> **AIM OF THE TASK**: Restate the full set of records exactly, without adding or dropping a word.
(DATA EXTRACTS)
Issue #11146, opened 2026-08-02
BAL: delegated top-level target at precompile 0x04 is missing a pure-touch entry


pirapira:
## Current-main witness

On current `origin/main` `9e0cda12d41b8085633f8697ae4c14062de9bc1f`, the fresh 200-row run (`/home/zksecurity/evm-asm33/gen-out/eest-run/run-20260802T004228Z-3621990`) contains a valid false reject:

- fixture `00172_test_top_frame_charges_delegation_is_precompile`, input SHA-256 `1459b9c7d729b11701508fd7e09ea870d7ede7def80ba3e7c8badfcb6e7f8d8b`
- guest ELF SHA-256 `674d359d0e4ca37d04c45f7d3843deb899e840d9d8d9c87129d4e231baba5460`
- Spike runner SHA-256 `3c3b0bbbe7a1017d9d75908b2dc60ed508bb82cf05882061130a6424354405ff`
- oracle expects success; current guest reports `bv_fail=60`, `shadow_status=1`, rebuilt/supplied BAL lengths `337/364`

A structural decode of the two BAL streams shows the rebuilt stream has the same entries as the declared stream except for one all-empty account entry: address `0x0000000000000000000000000000000000000004`. This is a shortfall, not an equal-length substitution.

The transaction is a legacy CALL to `0xf0f7b798b6eb9449c0a3ceb834f8c490705e3978`, whose EIP-7702 delegation designation resolves to precompile address `0x04`. The zero-value sibling `00173` is a control: it is `337/337` and passes on the same current-main ELF.

## Spec-side requirement

`execution-specs` pinned at `e5a8caf1b8055e4d805c7fb169edfa710914b7da`, `utils/message.py:56-71`, computes the delegated target for a top-level call and unconditionally adds `current_target` to `accessed_addresses` before execution. A delegated target that resolves to a precompile therefore remains a touched account even when it has no balance, nonce, code, or storage changes.

## Guest-side lead (not yet proven)

[...]

PR #11151, opened 2026-08-02
BAL: record deferred top-level delegation target touch

pirapira:
## Summary

`prepare_message` unconditionally adds the resolved top-level target to `accessed_addresses` before execution (`execution-specs` pinned at `e5a8caf1b8055e4d805c7fb169edfa710914b7da`, `src/ethereum/forks/amsterdam/utils/message.py:56-71`). The prior-block deferred delegation materializer charged/warmed `dtrc_deleg_target` but never called `account_read_record`, so an all-empty delegated target could be absent from the BAL.

This patch records `dtrc_deleg_target` immediately after `delegationAccessChargeAsm`, unconditionally and before the materializer continues. It follows the emitted path actually taken by the witness (resolver status 0 -> `dtrc_materialize_deferred_delegation`), not the earlier status-2 hypothesis.

## Evidence

- Base: `origin/main` `5764c94f41681aa60443dc617e845d09f19429e3`.
- Final ELF (own checkout /home/yoichi-bkp/evm-asm3): `gen-out/regionmap/stateless_guest.elf`, SHA-256 `8668c04be5c2a1ef42cebc8734d5f5d3a3826a0ea8bac9ddc9e885797e8a5ea7`.
- Runner: `/home/zksecurity/evm-asm2/scripts/spike/spike_run`, SHA-256 `eaf534e5017e71ffe2dbc17e815646d46ea2ee024f5e8890b7901aaa6ec84d9f`.
- Fresh final-ELF pair: 00172 FR -> OK; 00173 remains OK; `FA=0`, `FR=0`, `OK=2`. Both ran with a 256-byte output window.
- Expected-invalid control 00015 still rejects (`oracle_succ=0`, output success byte 0 at offset 32).
- The fixpoint-linked artifact is pinned at `.text=0x063cdc`, `.data=0x5370`, `.bss=0x1c101b80`; `check-asm-to-program`, `check-region-map`, `check-build-parallel`, and full `LAKE_ARTIFACT_CACHE=false lake build` pass.

A full sweep was intentionally not repeated because full runs are expensive; the targeted witness pair plus the expected-invalid control exercises the changed route and the soundness floor.

## Random-200 A/B

Fresh parent/candidate legs on the same 200-row manifest (random sample from the frozen EEST inputs), using the same runner and a 256-byte output window:

- Parent ELF (built in own checkout while detached at base) `/tmp/11146-deferred-target-touch/parent.elf`, SHA-256 `bbd67c0d1e26be1056a4f2bb760fd03a2ac5d1cbde31a9e73b446b91a96e53ac`: oracle-valid 190, guest pass 179, `FA=0`, `FR=11`; expected-invalid 10 all reject.
- Candidate ELF (copied from own checkout final artifact) `/tmp/11146-deferred-target-touch/candidate-final.elf`, SHA-256 `8668c04be5c2a1ef42cebc8734d5f5d3a3826a0ea8bac9ddc9e885797e8a5ea7`: oracle-valid 190, guest pass 179, `FA=0`, `FR=11`; expected-invalid 10 all reject.
- Paired transitions: forward 0, reverse 0; every one of 200 rows has the same verdict on both legs.

The mechanism addressed is the downstream omission in `dtrc_materialize_deferred_delegation`: the current-main witness path resolved with status 0 and entered this materializer, which performed delegation access charging/warming but did not record `dtrc_deleg_target` in the tracked account-read set. The status-2 callback-bypass hypothesis was not the path taken by the witness; the emitted trace established the materializer path directly. The 00172 flip and zero-transition random-200 are consistent with that precise omission.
(End DATA EXTRACTS)
> **SOLUTION TO THIS PROBLEM**:
Issue #11146, opened 2026-08-02
BAL: delegated top-level target at precompile 0x04 is missing a pure-touch entry


pirapira:
## Current-main witness

On current `origin/main` `9e0cda12d41b8085633f8697ae4c14062de9bc1f`, the fresh 200-row run (`/home/zksecurity/evm-asm33/gen-out/eest-run/run-20260802T004228Z-3621990`) contains a valid false reject:

- fixture `00172_test_top_frame_charges_delegation_is_precompile`, input SHA-256 `1459b9c7d729b11701508fd7e09ea870d7ede7def80ba3e7c8badfcb6e7f8d8b`
- guest ELF SHA-256 `674d359d0e4ca37d04c45f7d3843deb899e840d9d8d9c87129d4e231baba5460`
- Spike runner SHA-256 `3c3b0bbbe7a1017d9d75908b2dc60ed508bb82cf05882061130a6424354405ff`
- oracle expects success; current guest reports `bv_fail=60`, `shadow_status=1`, rebuilt/supplied BAL lengths `337/364`

A structural decode of the two BAL streams shows the rebuilt stream has the same entries as the declared stream except for one all-empty account entry: address `0x0000000000000000000000000000000000000004`. This is a shortfall, not an equal-length substitution.

The transaction is a legacy CALL to `0xf0f7b798b6eb9449c0a3ceb834f8c490705e3978`, whose EIP-7702 delegation designation resolves to precompile address `0x04`. The zero-value sibling `00173` is a control: it is `337/337` and passes on the same current-main ELF.

## Spec-side requirement

`execution-specs` pinned at `e5a8caf1b8055e4d805c7fb169edfa710914b7da`, `utils/message.py:56-71`, computes the delegated target for a top-level call and unconditionally adds `current_target` to `accessed_addresses` before execution. A delegated target that resolves to a precompile therefore remains a touched account even when it has no balance, nonce, code, or storage changes.

## Guest-side lead (not yet proven)

[...]

PR #11151, opened 2026-08-02
BAL: record deferred top-level delegation target touch

pirapira:
## Summary

`prepare_message` unconditionally adds the resolved top-level target to `accessed_addresses` before execution (`execution-specs` pinned at `e5a8caf1b8055e4d805c7fb169edfa710914b7da`, `src/ethereum/forks/amsterdam/utils/message.py:56-71`). The prior-block deferred delegation materializer charged/warmed `dtrc_deleg_target` but never called `account_read_record`, so an all-empty delegated target could be absent from the BAL.

This patch records `dtrc_deleg_target` immediately after `delegationAccessChargeAsm`, unconditionally and before the materializer continues. It follows the emitted path actually taken by the witness (resolver status 0 -> `dtrc_materialize_deferred_delegation`), not the earlier status-2 hypothesis.

## Evidence

- Base: `origin/main` `5764c94f41681aa60443dc617e845d09f19429e3`.
- Final ELF (own checkout /home/yoichi-bkp/evm-asm3): `gen-out/regionmap/stateless_guest.elf`, SHA-256 `8668c04be5c2a1ef42cebc8734d5f5d3a3826a0ea8bac9ddc9e885797e8a5ea7`.
- Runner: `/home/zksecurity/evm-asm2/scripts/spike/spike_run`, SHA-256 `eaf534e5017e71ffe2dbc17e815646d46ea2ee024f5e8890b7901aaa6ec84d9f`.
- Fresh final-ELF pair: 00172 FR -> OK; 00173 remains OK; `FA=0`, `FR=0`, `OK=2`. Both ran with a 256-byte output window.
- Expected-invalid control 00015 still rejects (`oracle_succ=0`, output success byte 0 at offset 32).
- The fixpoint-linked artifact is pinned at `.text=0x063cdc`, `.data=0x5370`, `.bss=0x1c101b80`; `check-asm-to-program`, `check-region-map`, `check-build-parallel`, and full `LAKE_ARTIFACT_CACHE=false lake build` pass.

A full sweep was intentionally not repeated because full runs are expensive; the targeted witness pair plus the expected-invalid control exercises the changed route and the soundness floor.

## Random-200 A/B

Fresh parent/candidate legs on the same 200-row manifest (random sample from the frozen EEST inputs), using the same runner and a 256-byte output window:

- Parent ELF (built in own checkout while detached at base) `/tmp/11146-deferred-target-touch/parent.elf`, SHA-256 `bbd67c0d1e26be1056a4f2bb760fd03a2ac5d1cbde31a9e73b446b91a96e53ac`: oracle-valid 190, guest pass 179, `FA=0`, `FR=11`; expected-invalid 10 all reject.
- Candidate ELF (copied from own checkout final artifact) `/tmp/11146-deferred-target-touch/candidate-final.elf`, SHA-256 `8668c04be5c2a1ef42cebc8734d5f5d3a3826a0ea8bac9ddc9e885797e8a5ea7`: oracle-valid 190, guest pass 179, `FA=0`, `FR=11`; expected-invalid 10 all reject.
- Paired transitions: forward 0, reverse 0; every one of 200 rows has the same verdict on both legs.

The mechanism addressed is the downstream omission in `dtrc_materialize_deferred_delegation`: the current-main witness path resolved with status 0 and entered this materializer, which performed delegation access charging/warming but did not record `dtrc_deleg_target` in the tracked account-read set. The status-2 callback-bypass hypothesis was not the path taken by the witness; the emitted trace established the materializer path directly. The 00172 flip and zero-transition random-200 are consistent with that precise omission.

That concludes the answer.